Some years ago I started using coke rather than coal because my supplier quit carrying blacksmith coal but still had coke. I discovered that it had about 5% or so stones (usually carbonaceous [black] shale) in it. I had to pick them out by hand with every shovel full that I used. I was saving them in a bucket so that I could go back and return them for credit on more fuel. Unfortunately, the supplier has gone out of business.

I've since gotten my coke from a different supplier here in the US and there has been no problem with contamination by rocks at all.

The only way that unaltered rock is going to get into the coke is the handling of the product after it leaves the coke oven.
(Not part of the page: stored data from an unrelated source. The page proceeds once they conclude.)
PR #131, opened 2022-11-30
[fix] Close broker producer created after producer close

erobot:
### Motivation

Close broker producer created after producer close to prevent producers from keeping alive in broker, and fix a race condition here.

Race condition sequence:
1. prodcuer.start() is called
2. handleCreateProducer() is called, and runs to right before setCnx()
3. closeAsync() is called and returns directly after getCnx() returns nullptr, so no CloseProducer cmd is sent
4. handleCreateProducer() continues
5. Result: Producer is closed and no CloseProducer cmd is sent to broker

### Modifications

* Close broker producer created after producer close
* Use mutex to prevent race condition. handleCreateProducer() and closeAsync() should be low frequency operations and using mutex here should not affect performance.

### Verifying this change

* Added unit test ProducerTest.testCloseProducerBeforeCreated

### Documentation

- [ ] `doc-required` 

- [x] `doc-not-needed` 
bug fix only

- [ ] `doc` 

- [ ] `doc-complete`

### DIFF
--- a/lib/ProducerImpl.cc
+++ b/lib/ProducerImpl.cc
@@ -172,6 +172,8 @@ void ProducerImpl::connectionFailed(Result result) {
 
 void ProducerImpl::handleCreateProducer(const ClientConnectionPtr& cnx, Result result,
                                         const ResponseData& responseData) {
+    Lock lock(mutex_);
+
     LOG_DEBUG(getName() << "ProducerImpl::handleCreateProducer res: " << strResult(result));
 
     // make sure we're still in the Pending/Ready state, closeAsync could have been invoked
@@ -180,11 +182,18 @@ void ProducerImpl::handleCreateProducer(const ClientConnectionPtr& cnx, Result r
     if (state != Ready && state != Pending) {
         LOG_DEBUG("Producer created response received but producer already closed");
         failPendingMessages(ResultAlreadyClosed, false);
+        if (result == ResultOk || result == ResultTimeout) {
+            int requestId = client_.lock()->newRequestId();
+            cnx->sendRequestWithId(Commands::newCloseProducer(producerId_, requestId), requestId);
+        }
+        if (!producerCreatedPromise_.isComplete()) {
+            lock.unlock();
+            producerCreatedPromise_.setFailed(ResultAlreadyClosed);
+        }
         return;
     }
 
     if (result == ResultOk) {
-        Lock lock(mutex_);
         // We are now reconnected to broker and clear to send messages. Re-send all pending messages and
         // set the cnx pointer so that new messages will be sent immediately
         LOG_INFO(getName() << "Created producer on broker " << cnx->cnxString());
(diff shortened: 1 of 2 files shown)


RobertIndie (approved):

lib/ProducerImpl.cc
```diff
@@ -172,6 +172,8 @@ void ProducerImpl::connectionFailed(Result result) {
 
 void ProducerImpl::handleCreateProducer(const ClientConnectionPtr& cnx, Result result,
                                         const ResponseData& responseData) {
+    Lock lock(mutex_);
```
BewareMyPower, line 175: Could you explain more about the race condition you mentioned in this PR? I agree it does not affect performance significantly, but it should be reasonable to use a lock here.

erobot: I have updated the comment to describe the race condition about cnx.

BewareMyPower: Thanks for your explanation. I missed the fact that you moved the `mutex` in line 187 here.

lib/ProducerImpl.cc
```diff
@@ -180,11 +182,18 @@ void ProducerImpl::handleCreateProducer(const ClientConnectionPtr& cnx, Result r
     if (state != Ready && state != Pending) {
         LOG_DEBUG("Producer created response received but producer already closed");
         failPendingMessages(ResultAlreadyClosed, false);
+        if (result == ResultOk || result == ResultTimeout) {
+            int requestId = client_.lock()->newRequestId();
```
BewareMyPower, line 186: Is it guaranteed that `client_.lock()` doesn't return a nullptr here?

lib/ProducerImpl.cc
```diff
@@ -694,6 +705,8 @@ void ProducerImpl::closeAsync(CloseCallback originalCallback) {
         }
     };
 
+    Lock lock(mutex_);
```
BewareMyPower, line 708: Could you use another mutex to synchronize `closeAsync` and `handleCreatedProducer`? The `mutex_` is already used in other places and it's not clear why the mutex is required here from the code.

BewareMyPower: For example, if someone wanted to remove the unnecessary mutex uses in future, the mutex here would be likely to be removed because the state is atomic, and the following code like cancelling the timers and failing the pending messages doesn't require a lock.

lib/ProducerImpl.cc
erobot: May not be guaranteed. I copy the codes below and will add a check for both.

lib/ProducerImpl.cc
erobot: My understanding is that the race condition problem here is about state assumption. `closeAsync` checks state_ then have a assumption about cnx. `handleCreatedProducer` checks state_ then have a assumption that don't need to close producer.

mutex_ here is like a global producer mutex. When performance is not critical, lock on a global mutex is simpler and easy to keep correction. Add new dedicated mutex should be possible, but would add complexity. Should we keep it simple for now, and refactor latter if necessary?

BewareMyPower: It makes sense to me.

lib/ProducerImpl.cc
erobot: Added check for client

BewareMyPower:
Please rebase to master to avoid broken CI

BewareMyPower (approved):

shibd (approved):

Any impurities in the raw coal will be melted during the coking process. I always figured that the crushed coke had been stored on a gravel pad and the stones had been scooped up by and unskilled front end loader operator.

As an old geologist I would say that your stones are pretty exotic for being naturally associated with coal or the coking process. The quartz and basalt (if you are correct in your identification) are igneous rocks which normally do not occur anywhere near coal deposits.

If it were me, I'd return the coke on the grounds that it has been contaminated, either accidentally or intentionally. If by a "glass" you mean a water glass of about 12 ounces (about 300 ml) I'd say that you have a pretty high level of contamination.

Geologically,
George M.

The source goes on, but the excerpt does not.